Take every line from the records below that includes the word "CMakeLists".
· · · ·
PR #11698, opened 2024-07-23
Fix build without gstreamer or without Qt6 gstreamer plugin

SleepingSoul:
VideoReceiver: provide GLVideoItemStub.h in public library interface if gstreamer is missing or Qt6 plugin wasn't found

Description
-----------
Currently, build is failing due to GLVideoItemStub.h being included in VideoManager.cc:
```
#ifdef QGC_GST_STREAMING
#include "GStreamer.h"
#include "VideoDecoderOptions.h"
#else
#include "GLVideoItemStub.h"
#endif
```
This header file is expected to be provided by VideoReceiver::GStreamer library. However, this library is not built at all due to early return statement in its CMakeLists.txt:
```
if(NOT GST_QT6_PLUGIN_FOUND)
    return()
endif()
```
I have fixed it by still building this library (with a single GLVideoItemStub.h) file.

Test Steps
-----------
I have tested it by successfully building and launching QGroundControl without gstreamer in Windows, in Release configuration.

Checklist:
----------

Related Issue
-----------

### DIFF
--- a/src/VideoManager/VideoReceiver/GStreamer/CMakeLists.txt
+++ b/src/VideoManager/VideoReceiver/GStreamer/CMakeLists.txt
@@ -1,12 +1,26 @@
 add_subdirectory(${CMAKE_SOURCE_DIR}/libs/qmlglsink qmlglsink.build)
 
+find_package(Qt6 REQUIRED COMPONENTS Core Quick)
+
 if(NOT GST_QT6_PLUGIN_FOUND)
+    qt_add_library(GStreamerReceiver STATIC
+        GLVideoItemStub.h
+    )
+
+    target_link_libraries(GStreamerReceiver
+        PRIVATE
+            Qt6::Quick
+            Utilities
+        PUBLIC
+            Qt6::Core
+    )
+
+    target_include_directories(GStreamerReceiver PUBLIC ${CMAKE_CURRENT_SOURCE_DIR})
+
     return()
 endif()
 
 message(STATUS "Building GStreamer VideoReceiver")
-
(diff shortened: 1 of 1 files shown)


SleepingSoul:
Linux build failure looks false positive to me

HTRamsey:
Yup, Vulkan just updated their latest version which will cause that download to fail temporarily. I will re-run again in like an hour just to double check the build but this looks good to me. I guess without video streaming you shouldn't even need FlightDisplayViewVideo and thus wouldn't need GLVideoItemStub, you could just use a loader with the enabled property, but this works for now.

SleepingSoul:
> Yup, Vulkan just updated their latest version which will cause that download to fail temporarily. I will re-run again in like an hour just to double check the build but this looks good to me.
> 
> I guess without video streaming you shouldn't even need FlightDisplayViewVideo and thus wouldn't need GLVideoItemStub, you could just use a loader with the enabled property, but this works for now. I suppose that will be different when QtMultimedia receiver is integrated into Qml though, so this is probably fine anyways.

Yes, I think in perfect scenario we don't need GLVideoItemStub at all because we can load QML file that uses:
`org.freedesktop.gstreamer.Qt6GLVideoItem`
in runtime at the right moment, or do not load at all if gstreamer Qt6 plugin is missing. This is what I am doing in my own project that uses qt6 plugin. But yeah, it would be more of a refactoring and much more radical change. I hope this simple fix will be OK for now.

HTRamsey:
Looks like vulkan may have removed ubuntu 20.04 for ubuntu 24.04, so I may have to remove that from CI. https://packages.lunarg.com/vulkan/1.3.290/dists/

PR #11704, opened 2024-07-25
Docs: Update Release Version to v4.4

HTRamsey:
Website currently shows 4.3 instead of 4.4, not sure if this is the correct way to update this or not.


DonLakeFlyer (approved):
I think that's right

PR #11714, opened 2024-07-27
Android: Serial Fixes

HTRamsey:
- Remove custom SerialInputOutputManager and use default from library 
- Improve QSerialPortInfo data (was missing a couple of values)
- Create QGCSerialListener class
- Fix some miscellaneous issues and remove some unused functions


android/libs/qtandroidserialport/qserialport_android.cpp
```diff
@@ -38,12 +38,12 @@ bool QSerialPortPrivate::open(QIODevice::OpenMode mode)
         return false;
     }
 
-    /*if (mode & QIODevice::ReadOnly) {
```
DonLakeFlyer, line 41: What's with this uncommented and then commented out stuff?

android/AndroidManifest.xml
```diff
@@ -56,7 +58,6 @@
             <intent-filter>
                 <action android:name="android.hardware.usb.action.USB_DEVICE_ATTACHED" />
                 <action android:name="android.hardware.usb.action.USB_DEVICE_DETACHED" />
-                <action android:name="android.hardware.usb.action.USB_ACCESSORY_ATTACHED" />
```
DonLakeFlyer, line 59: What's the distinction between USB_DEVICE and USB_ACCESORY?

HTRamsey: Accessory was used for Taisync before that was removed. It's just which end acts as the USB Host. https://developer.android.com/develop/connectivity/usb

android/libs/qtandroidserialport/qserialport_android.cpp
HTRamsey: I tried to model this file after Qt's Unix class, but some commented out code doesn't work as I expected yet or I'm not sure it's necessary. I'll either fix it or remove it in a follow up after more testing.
· · · ·
__Response to this task__
This header file is expected to be provided by VideoReceiver::GStreamer library. However, this library is not built at all due to early return statement in its CMakeLists.txt:
--- a/src/VideoManager/VideoReceiver/GStreamer/CMakeLists.txt
+++ b/src/VideoManager/VideoReceiver/GStreamer/CMakeLists.txt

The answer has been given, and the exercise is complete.